The steps are summarized as follows:
Step 1: Call curl_multi_init
Step 2: Call curl_multi_add_handle in a loop
It should be noted in this step that the second parameter of curl_multi_add_handle is a subhandle derived from curl_init .
Step 3: Continue to call curl_multi_exec
Step 4: Call curl_multi_getcontent in a loop to obtain the results as needed
Step 5: Call curl_multi_remove_handle, and call curl_close for each word handle
Step 6: Call curl_multi_close
Here is an example from the PHP manual:
Features of this class:
The operation is very stable.
If you set a concurrency, you will always work with this concurrency number, even if you add tasks through the callback function, it will not be affected.
The CPU usage is extremely low, and most of the CPU is consumed in the user's callback function.
The memory utilization is high and the number of tasks is large (15W tasks will occupy more than 256M of memory). You can use the callback function to add tasks, and the number is customized.
Can occupy the bandwidth to the maximum extent.
Chained tasks, such as a task that needs to collect data from multiple different addresses, can be completed in one go through callbacks.
Able to make multiple attempts for CURL errors, the number of times can be customized (CURL errors are likely to occur at the beginning due to large concurrency, and CURL errors may also occur due to network conditions or the stability of the other party's server).
The callback function is quite flexible and can perform multiple types of tasks at the same time (such as downloading files, crawling web pages, and analyzing 404 can be performed simultaneously in one PHP process).
It is very easy to customize the task type, such as checking 404, getting the last URL of the redirect, etc.

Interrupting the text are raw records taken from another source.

PR #366, opened 2026-09-03
test: gpu e2e in normal runs and e2e coverage expansion

### LINKED ISSUE #357: Enable GPU workspace tests in normal e2e runs
## Problem

The GPU workspace e2e tests from #341 only run when the `JD_E2E_GPU_ENABLED` environment variable is set. The e2e suite runs in three places today: the weekly scheduled workflow (`e2e-eks-oidc-canary.yml`), the e2e check inside the release workflows, and manually triggered runs. None of them set that variable, so the GPU tests are always skipped, and GPU changes ship with no coverage on real hardware: #349 and #351 both reached a release this way.

## Proposed solution

Run the GPU tests inside these existing runs. Nothing about when e2e runs changes: no new workflows, no runs on push.

Use the approach the base template already uses in `test_gpu.py`: the test itself changes the deployed project's configuration and restores it afterwards. Concretely, the test turns `enable_default_gpu_pool` on with `jd config` and `jd up`, runs the GPU workspace lifecycle test, then turns the flag back off and verifies the GPU node pool drains and its EC2NodeClass is deleted. Exercising the flag turning on and off is the point: creating and tearing down the pool are where regressions live (#349 was a teardown bug that a permanently enabled pool would never hit), and the teardown check is the e2e regression test asked for in the #350 review. Restoring the flag also leaves the shared test project as the test found it.

Costs stay roughly where they are. These runs already have a deployed project, so no additional Let's Encrypt certificate is used (certificates are only issued when a new project is deployed, and Let's Encrypt allows 5 per week for the same domain). The added cost per run is one GPU node for about 10 minutes (about $0.15 of g4dn on-demand) and two `jd config`/`jd up` cycles, about 20 to 30 minutes of extra run time.

The alternative would be a separate workflow dedicated to GPU testing that deploys its own project each run. That spends one of the 5 weekly certificates every time it runs and duplicates a deployment the existing runs already have, for the same coverage.

andrii-i:
Fixes #357

This PR turns on GPU coverage in the regular e2e runs: one mutating test module covers the GPU critical path end to end on both surfaces, kubectl and the web UI, each ending in a notebook run that proves torch detects CUDA, plus the pool lifecycle around them. It also adds a KEDA autoscaling test covering both scale-up and scale-down, and moves the generic test helpers into the pytest plugin.

All of this runs against a real EKS cluster created with jupyter-deploy, the same deployment the existing e2e workflows test against; GitHub Actions assumes an AWS role and drives the tests with pytest and a real browser. E2e runs in three places, unchanged by this PR: the weekly canary, the e2e gate inside the release workflows, and manual dispatches (including against a specific PR via the `ref` input); nothing runs on push or on pull requests. GPU capacity is provisioned on demand: when a GPU test needs a node, Karpenter provisions a real GPU instance from the pool's allowed families (a g4dn in practice, the cheapest) and releases it afterwards.

The e2e suite tests the default GPU pool on one instance family. Real hardware is only needed to prove the NVIDIA integration works (driver, device plugin, node fencing), and that part is the same on every family the pool allows; which family Karpenter picks is Karpenter's own optimization, so testing a second family would only re-test Karpenter and add capacity flakes. Custom pool configurations are covered by unit tests that compare the rendered configs to expected output, and workspaces requesting several GPUs are covered by the jupyter-k8s e2e tests on a fake-GPU node, where any GPU count can be tested for free.

### Implementation

1. `test_workspace_gpu.py` is the single mutating GPU module, five ordered cases in one `enable_default_gpu_pool` window: enable the pool (and check `jd pool list` plus the NVIDIA device plugin), the kubectl critical path (create from the GPU template, await Running, fenced-node checks, `nvidia-smi`, run the torch/CUDA notebook), the UI critical path (create from the "JupyterLab GPU" card, await via the UI, open, run the same notebook), scale back to zero, then disable the pool and verify the NodePool and `EC2NodeClass` are fully deleted rather than getting stuck mid-deletion (the regression in #349). If a test fails partway, a fixture turns `enable_default_gpu_pool` back to the value it had before the module ran, so the test deployment is left as it was found.
2. `JD_E2E_GPU_ENABLED` is the opt-in switch for the GPU tests, since they spend real GPU instance time. The CI e2e workflows now set it, so the GPU tests are included whenever CI runs e2e; for local runs you set it in `.env` (GPU tests need G/VT on-demand quota in the AWS account). The switch alone does not mean the deployment has a GPU pool (CI sets it against a deployment where the pool is off, and the GPU module enables the pool itself), so tests that need the pool also check the cluster and skip with a clear reason when it is not there.
3. GPU tests run as their own CI job ("Mutating tests: GPU", selected by the new `gpu` marker) after the general mutating job, so either can be re-run without repeating the other.
4. `test_autoscaling.py` adds a test that the routing services scale up under connection load and settle back down when the load ends: a helper deployment holds 600 connections open (3 pods x 200), enough to push the KEDA scaling metric over its thresholds, and the test asserts `traefik`, `authmiddleware`, and `web-app` grow above their pre-load replica counts and return to them after the connections close.
5. The shared test plugin (`pytest-jupyter-deploy`) gains the reusable pieces the new tests need: creating a workspace from a named template card in the web UI, a generic `poll` helper, a `resource_absent` check that only treats NotFound as absent, the connection ballast as a packaged manifest and context manager next to the existing CPU ballast, and the `gpu` marker.
6. Fixed argument quoting in the justfile (the repo's command scripts): the pytest marker and `-k` filter are now quoted through the `test-e2e` recipe, so multi-word expressions like `mutating and not gpu` survive the shell layers (previously a latent bug for any multi-word filter).

Out of scope of this PR: the GPU idle-shutdown chain (idle stop, then node reclaim) is not e2e-asserted, since the 60-minute idle default does not fit a run; it would fit a follow-up using a template at the 15-minute floor.


.github/workflows/e2e-eks-oidc-pr.yml
```diff
@@ -0,0 +1,68 @@
...
+# auto-creates the environment on first use with no rules and the gate passes
+# without review.
+#
+# Concurrency joins the e2e-eks-4 group shared with the manual and fresh
+# runs on OAuth app 4, so runs against the shared deployment serialize across
+# PRs and with manual dispatches.
+name: E2E PR (eks-oidc template)
+
+on:
+  pull_request:
```
JGuinegagne: does this mean we'll run the e2e tests on _any_ commit to the eks-oidc template?

If so, I would remove it, this will slow down the general CI too much.
Maintainer can still trigger the e2e tests manually against a specific PR (or ask their agent to do it).

libs/jupyter-deploy-tf-aws-eks-oidc/tests/e2e/test_autoscaling.py
```diff
@@ -33,19 +35,119 @@
...
+_CONN_BALLAST_CONNECTIONS_PER_POD = 200
+_TRAEFIK_IN_CLUSTER_HOST = f"traefik.{ROUTER_NAMESPACE}.svc.cluster.local"
+_PYTHON_IMAGE = "public.ecr.aws/docker/library/python:3.12-alpine"
+
+# Each holder pod keeps N TLS connections open to traefik's websecure
+# entrypoint, re-sending a keep-alive HEAD every 30s (under traefik's idle
+# timeout) and replacing dropped sockets, so the metric holds steady at the
+# target. Certificate verification is off: the in-cluster service DNS name is
+# not on the deployment's public certificate.
+_CONN_BALLAST_MANIFEST = string.Template(
```
JGuinegagne, line 57: anti-pattern: don't define yaml inline in python like this. Use [this plugin method](https://github.com/jupyter-infra/jupyter-deploy/blob/7283c07396c3d0126346217089e2527d1ce652f6/libs/jupyter-deploy-tf-aws-eks-oidc/tests/e2e/test_cluster_autoscaler.py#L50) instead (adapt as needed).

libs/jupyter-deploy-tf-aws-eks-oidc/tests/e2e/test_autoscaling.py
```diff
@@ -33,19 +35,119 @@
...
 
-def _poll(condition: "Callable[[], bool]", timeout_s: int, interval_s: int = 5, msg: str = "") -> None:
-    deadline = time.time() + timeout_s
-    while time.time() < deadline:
-        if condition():
-            return
-        time.sleep(interval_s)
-    raise TimeoutError(f"Condition not met within {timeout_s}s: {msg}")
+@contextmanager
+def _connection_ballast() -> Generator[None, None, None]:
```
JGuinegagne, line 133: remove please, use plugin method

libs/jupyter-deploy-tf-aws-eks-oidc/tests/e2e/test_golden_path.py
```diff
@@ -0,0 +1,113 @@
...
+from .conftest import WORKSPACE_NAMESPACE
+from .test_utils import NOTEBOOKS_DIR
+
+pytestmark = pytest.mark.usefixtures("kubernetes_cluster_login")
+
+PERSISTENCE_FLAG = "e2e-golden-path-flag.txt"
+
+
+@skip_if_testvars_not_set(["JD_E2E_USER", "JD_E2E_ORG", "JD_E2E_RBAC_TEAM"])
+def test_golden_path_workspace_journey(
```
JGuinegagne, line 28: isn't this essentially asserting that files written to home volume persist across restart?

If yes, then it's a duplicate, we already have coverage [here](https://github.com/jupyter-infra/jupyter-deploy/blob/main/libs/jupyter-deploy-tf-aws-eks-oidc/tests/e2e/test_workspace_home_volume.py).

We also have coverage for UI-driven app creation, stop, delete [here](https://github.com/jupyter-infra/jupyter-deploy/blob/main/libs/jupyter-deploy-tf-aws-eks-oidc/tests/e2e/test_web_app.py).

E2E tests are expensive to maintain, so let's not add duplicates please. Also, `golden_path` is not precise enough, so that's a bad practice.

libs/jupyter-deploy-tf-aws-eks-oidc/tests/e2e/test_gpu_pool.py
```diff
@@ -0,0 +1,94 @@
+"""E2E test for the enable_default_gpu_pool on/off lifecycle on the EKS OIDC template.
+
+Unlike test_workspace_gpu.py, this does not need a GPU-enabled deployment: it
```
JGuinegagne, line 3: are we keeping [test_workspace_gpu](https://github.com/jupyter-infra/jupyter-deploy/blob/main/libs/jupyter-deploy-tf-aws-eks-oidc/tests/e2e/test_workspace_gpu.py)?

If it needs an optional flag to run that the CI won't call, remove it altogether and update this comment please. However, we absolutely need coverage for gpu (both UI and `kubectl` path).

libs/jupyter-deploy-tf-aws-eks-oidc/tests/e2e/test_utils.py
```diff
@@ -0,0 +1,218 @@
...
+GPU_ROLE = "workspaces-gpu"
+GPU_ROLE_SELECTOR = f"jupyter-deploy/role={GPU_ROLE}"
+GPU_NODEPOOL = "workspace-gpu"
+# The karpenter-nodepools chart names each pool's EC2NodeClass after the pool.
+GPU_EC2NODECLASS = GPU_NODEPOOL
+
+
+def kubectl_stdout(*args: str) -> str:
+    result = subprocess.run(["kubectl", *args], capture_output=True, text=True, check=True)
+    return result.stdout.strip()
```
JGuinegagne, line 36: why do you need this and why isn't this contributed to the plugin [kubectl methods](https://github.com/jupyter-infra/jupyter-deploy/blob/7283c07396c3d0126346217089e2527d1ce652f6/libs/pytest-jupyter-deploy/pytest_jupyter_deploy/kubernetes/kubectl.py#L13) ?

libs/jupyter-deploy-tf-aws-eks-oidc/tests/e2e/test_utils.py
```diff
@@ -0,0 +1,218 @@
...
+
+
+def poll(condition: Callable[[], bool], timeout_s: int, interval_s: int = 5, msg: str = "") -> None:
```
JGuinegagne, line 39: move to plugin please

libs/jupyter-deploy-tf-aws-eks-oidc/tests/e2e/test_utils.py
```diff
@@ -0,0 +1,218 @@
...
+    deadline = time.time() + timeout_s
+    while time.time() < deadline:
+        if condition():
+            return
+        time.sleep(interval_s)
+    raise TimeoutError(f"Condition not met within {timeout_s}s: {msg}")
+
+
+def karpenter_resource_absent(resource: str, name: str) -> bool:
```
JGuinegagne, line 48: The methods in the file as a whole are an anti-pattern, I would remove this entire module.

`test_*` should run actual pytest test case, otherwise that's confusing.

Then at a minimum, we need as part of a mutating e2e tests:
- UI workflow for gpu (create via UI, await via UI, run GPU notebook)
- `kubectl` workflow for gpu (create w/ template, await, run GPU notebook)

Most likely though, you want to consolidate `test_gpu_pool` into a single mutating module (that flips the cluster flag), then run UI, `kubectl`, `pool` for gpu and node drain test cases.

libs/jupyter-deploy-tf-aws-eks-oidc/tests/e2e/test_workspace_gpu.py
```diff
@@ -144,34 +52,6 @@ def test_gpu_workspace_kernel_sees_cuda(
...
-        delete_notebook(e2e_deployment, server_path, name=GPU_WORKSPACE, scope=WORKSPACE_NAMESPACE)
-    finally:
-        kubectl_delete_workspace(GPU_WORKSPACE)
-
-    _poll(
-        lambda: _gpu_node_count() == 0,
-        timeout_s=600,
-        msg="gpu NodePool did not scale to zero after workspace deletion",
-    )
+    verify_gpu_workspace_kernel_sees_cuda(e2e_deployment, dex_oauth_app)
```
JGuinegagne, line 57: anti-pattern, test is now pretty much empty and all the logic is in `test_utils`. Revisit please, but based on earlier comments this calls for a wider refactor.

scripts/env_setup_eks.py
```diff
@@ -54,6 +54,7 @@
     "team": "JD_E2E_TEAM",
     "rbac-team": "JD_E2E_RBAC_TEAM",
     "enable-default-gpu-pool": "JD_E2E_VAR_ENABLE_DEFAULT_GPU_POOL",
+    "gpu-tests": "JD_E2E_GPU_ENABLED",
```
JGuinegagne, line 57: remove this env var please

scripts/orphan_scan.py
```diff
@@ -0,0 +1,85 @@
...
+eventually consistent after deletions, so the scan runs in the caller's
+configured AWS region and retries before failing.
+
+Known blind spot: resources created at runtime by Kubernetes controllers (the
+NLB and its ENIs from the traefik Service, security groups from the load
+balancer controller) do not inherit terraform tags, so this scan cannot see
+them; cluster teardown deletes them via the Service/controller path instead.
+
+Usage: scripts/orphan_scan.py <deployment-id>
+"""
```
JGuinegagne, line 16: curious: what prompted you to add this?

While I agree that it's generally a good idea to scan for leftover resources, i/ I would recommend handling this in a separate PR (add an issue to track), and ii/ would move this to the plugin (it's generic).

JGuinegagne (changes requested):
High level: workspace `kubectl` and UI flows _must_ be exercised in e2e tests, as part of a mutating test. That _must_ include running a notebook that assert `cuda` is enabled. Consolidate into a single mutating module, and consider running as a separate job so that the GPU tests can be re-run separately (see base template for precedent)

andrii-i:
Thank you @JGuinegagne, all suggestions are adopted: consolidated the GPU coverage into one mutating module that runs both the kubectl and UI flows through the torch/CUDA notebook, moved the generic helpers into the pytest plugin, split the GPU tests into their own re-runnable CI job, removed the per-PR workflow and the golden-path test, and pulled the orphan scan out into #378.

andrii-i:
Running the e2e suites with this PR's test code: https://github.com/jupyter-infra/jupyter-deploy/actions/runs/35121468416. Note that this doesn't run the new GPU job, as this PR needs to be merged for it to run. I verified the GPU module against a live deployment by running the pool lifecycle cases and walking the critical paths, both by hand and via an agent over MCP.

libs/jupyter-deploy-tf-aws-eks-oidc/tests/e2e/test_golden_path.py
andrii-i: Good catch, removed. The one piece that wasn't duplicated (a notebook run on a UI-created workspace) is now part of the GPU UI case.

libs/jupyter-deploy-tf-aws-eks-oidc/tests/e2e/test_gpu_pool.py
andrii-i: Merged them: one module (`test_workspace_gpu.py`) that enables the pool itself, and CI now sets `JD_E2E_GPU_ENABLED` so it runs in every e2e pass.

libs/jupyter-deploy-tf-aws-eks-oidc/tests/e2e/test_utils.py
andrii-i: No good reason. Moved `poll` and a NotFound-only `resource_absent` into the plugin; the kubectl calls now go through the plugin's `run_kubectl`.

scripts/env_setup_eks.py
andrii-i: Removed. CI opts in via an explicit step in the job workflow instead; locally it remains a manual `.env` opt-in.

scripts/orphan_scan.py
andrii-i: The stuck teardown in #349 prompted it. Pulled it out of this PR entirely; opened #378 to re-land it as a plugin module like you suggest.

andrii-i:
CI run from a branch in the upstream (original) repo: https://github.com/jupyter-infra/jupyter-deploy/actions/runs/35161657837

libs/jupyter-deploy-tf-aws-eks-oidc/tests/e2e/test_components.py
```diff
@@ -254,6 +256,7 @@ def test_nvidia_device_plugin_daemonset_when_gpu_enabled(e2e_deployment: EndToEn
     non-GPU deployments).
     """
     e2e_deployment.ensure_deployed()
+    require_gpu_pool()
```
JGuinegagne: non-blocking: it's odd to define a plain util in `conftest.py`; that module is usually reserved for pytest fixtures.

libs/jupyter-deploy-tf-aws-eks-oidc/tests/e2e/test_workspace_gpu.py
```diff
@@ -1,90 +1,150 @@
...
+# Display name of the default GPU WorkspaceTemplate the flag synthesizes
+# (engine/platform_karpenter.tf), rendered as a card on the create page.
+GPU_TEMPLATE_DISPLAY_NAME = "JupyterLab GPU"
 GPU_ROLE = "workspaces-gpu"
 GPU_ROLE_SELECTOR = f"jupyter-deploy/role={GPU_ROLE}"
-GPU_NODEPOOL = "workspace-gpu"
+# The karpenter-nodepools chart names each pool's EC2NodeClass after the pool.
+GPU_EC2NODECLASS = GPU_NODEPOOL
+
+ORDER_GPU = 10
```
JGuinegagne: for consistency w/ base template e2e tests, consider moving to `tests/e2e/constants.py`

libs/jupyter-deploy-tf-aws-eks-oidc/tests/e2e/test_workspace_gpu.py
```diff
@@ -1,90 +1,150 @@
...
+    _apply_gpu_pool_flag(e2e_deployment, True)
+
+    assert gpu_pool_deployed(), "workspace-gpu NodePool missing after enabling enable_default_gpu_pool"
+
+    result = e2e_deployment.cli.run_command(["jupyter-deploy", "pool", "list"])
+    assert GPU_NODEPOOL in result.stdout, f"Expected pool '{GPU_NODEPOOL}' in pool list output:\n{result.stdout}"
+
+    daemonset = run_kubectl(
+        "get", "daemonset", "nvidia-device-plugin", "-n", "kube-system", "-o", "jsonpath={.metadata.name}"
+    )
```
JGuinegagne, line 115: could you use the `jd component status` & target the `plugin` daemonset here?

libs/jupyter-deploy-tf-aws-eks-oidc/tests/e2e/test_workspace_gpu.py
```diff
@@ -96,82 +156,120 @@ def test_gpu_workspace_provisioning_nvidia_smi_and_scale_to_zero(e2e_deployment:
...
+
+    poll(
         lambda: _gpu_node_count() == 0,
         timeout_s=600,
         msg="gpu NodePool did not scale to zero after workspace deletion",
     )
+
+
+@pytest.mark.order(ORDER_GPU + 4)
+@skip_if_testvars_not_set(["JD_E2E_GPU_ENABLED"])
```
JGuinegagne, line 250: sanity-check: shouldn't we remove this?

libs/jupyter-deploy-tf-aws-eks-oidc/tests/e2e/test_workspace_gpu.py
```diff
@@ -96,82 +156,120 @@ def test_gpu_workspace_provisioning_nvidia_smi_and_scale_to_zero(e2e_deployment:
...
+        delete_notebook(e2e_deployment, server_path, name=name, scope=WORKSPACE_NAMESPACE)
     finally:
-        kubectl_delete_workspace(GPU_WORKSPACE)
+        # UI deletion is covered in test_web_app; deleting via kubectl avoids the duplicate.
+        kubectl_delete_workspace(name)
+
 
-    _poll(
+@pytest.mark.order(ORDER_GPU + 3)
+@skip_if_testvars_not_set(["JD_E2E_GPU_ENABLED"])
```
JGuinegagne, line 236: sanity-check: shouldn't we remove this?

libs/jupyter-deploy-tf-aws-eks-oidc/tests/e2e/test_workspace_gpu.py
```diff
@@ -1,90 +1,150 @@
...
 def _gpu_node_count() -> int:
     return len(get_node_names(GPU_ROLE_SELECTOR))
 
 
+def _apply_gpu_pool_flag(e2e_deployment: EndToEndDeployment, enabled: bool) -> None:
+    """Record the flag in variables.yaml, then apply with jd config + jd up.
+
+    jd config exposes the variable only as a set-true flag (typer generates no
+    --no- form for explicitly named bool options), so both directions go
+    through the variables.yaml override.
```
JGuinegagne, line 69: fine for now, but we need to find a way to handle boolean values properly in `jd config`. Could you create a GH issue to track this?

JGuinegagne (dismissed):
Great improvements, thanks Andrii!

LGTM, w/ non-blocking comments & suggestion.

libs/jupyter-deploy-tf-aws-eks-oidc/tests/e2e/test_components.py
andrii-i: Converted it to a gpu_pool_required fixture; conftest now holds only fixtures.

libs/jupyter-deploy-tf-aws-eks-oidc/tests/e2e/test_workspace_gpu.py
andrii-i: Done, moved the GPU constants to tests/e2e/constants.py.

libs/jupyter-deploy-tf-aws-eks-oidc/tests/e2e/test_workspace_gpu.py
andrii-i: Not yet: the manifest doesn't declare a nvidia-device-plugin component, so component status has nothing to target, and declaring one today would break test_component_status_happy_case on GPU-off deployments (it polls every declared DaemonSet to Ready, and components can't be conditional). Opened #380 for flag-gated components; keeping the kubectl check until that lands.

libs/jupyter-deploy-tf-aws-eks-oidc/tests/e2e/test_workspace_gpu.py
andrii-i: Kept it deliberately: without this gate, a mutate=true run without the GPU opt-in against a deployment whose owner enabled the pool would run this case and fail on their live GPU workspaces (nodes never reach zero).  So this env var protects local runs from failures that have nothing to do with the code under test.

libs/jupyter-deploy-tf-aws-eks-oidc/tests/e2e/test_workspace_gpu.py
andrii-i: Same reasoning, with a sharper edge: ungated, this case would disable a pool the owner turned on deliberately, draining any GPU node mid-use, then the guard would flip it back, two applies of churn on a cluster the run had no GPU intent for.

libs/jupyter-deploy-tf-aws-eks-oidc/tests/e2e/test_workspace_gpu.py
andrii-i: Opened #379.

andrii-i:
CI run from the upstream branch with the latest changes https://github.com/jupyter-infra/jupyter-deploy/actions/runs/35259576677

libs/jupyter-deploy-tf-aws-eks-oidc/tests/e2e/test_workspace_gpu.py
andrii-i: Kept for the same reasons as https://github.com/jupyter-infra/jupyter-deploy/pull/366#discussion_r4040213434 but here it would be worse: case turns the pool off so it would kill the owner's running GPU workspaces mid-use.

JGuinegagne (approved):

You can set up cache to challenge product integrity.
Disadvantages:
Cannot make full use of multi-core CPU (it can be solved by opening multiple processes, and you need to handle logic such as task division by yourself).
The maximum concurrency is 500 (or 512?). After testing, it is an internal limit of CURL. Exceeding the maximum concurrency will always result in a failure.
Currently there is no resume function.
The current task is atomic, and it is not possible to divide a large file into several parts and open separate threads to download them.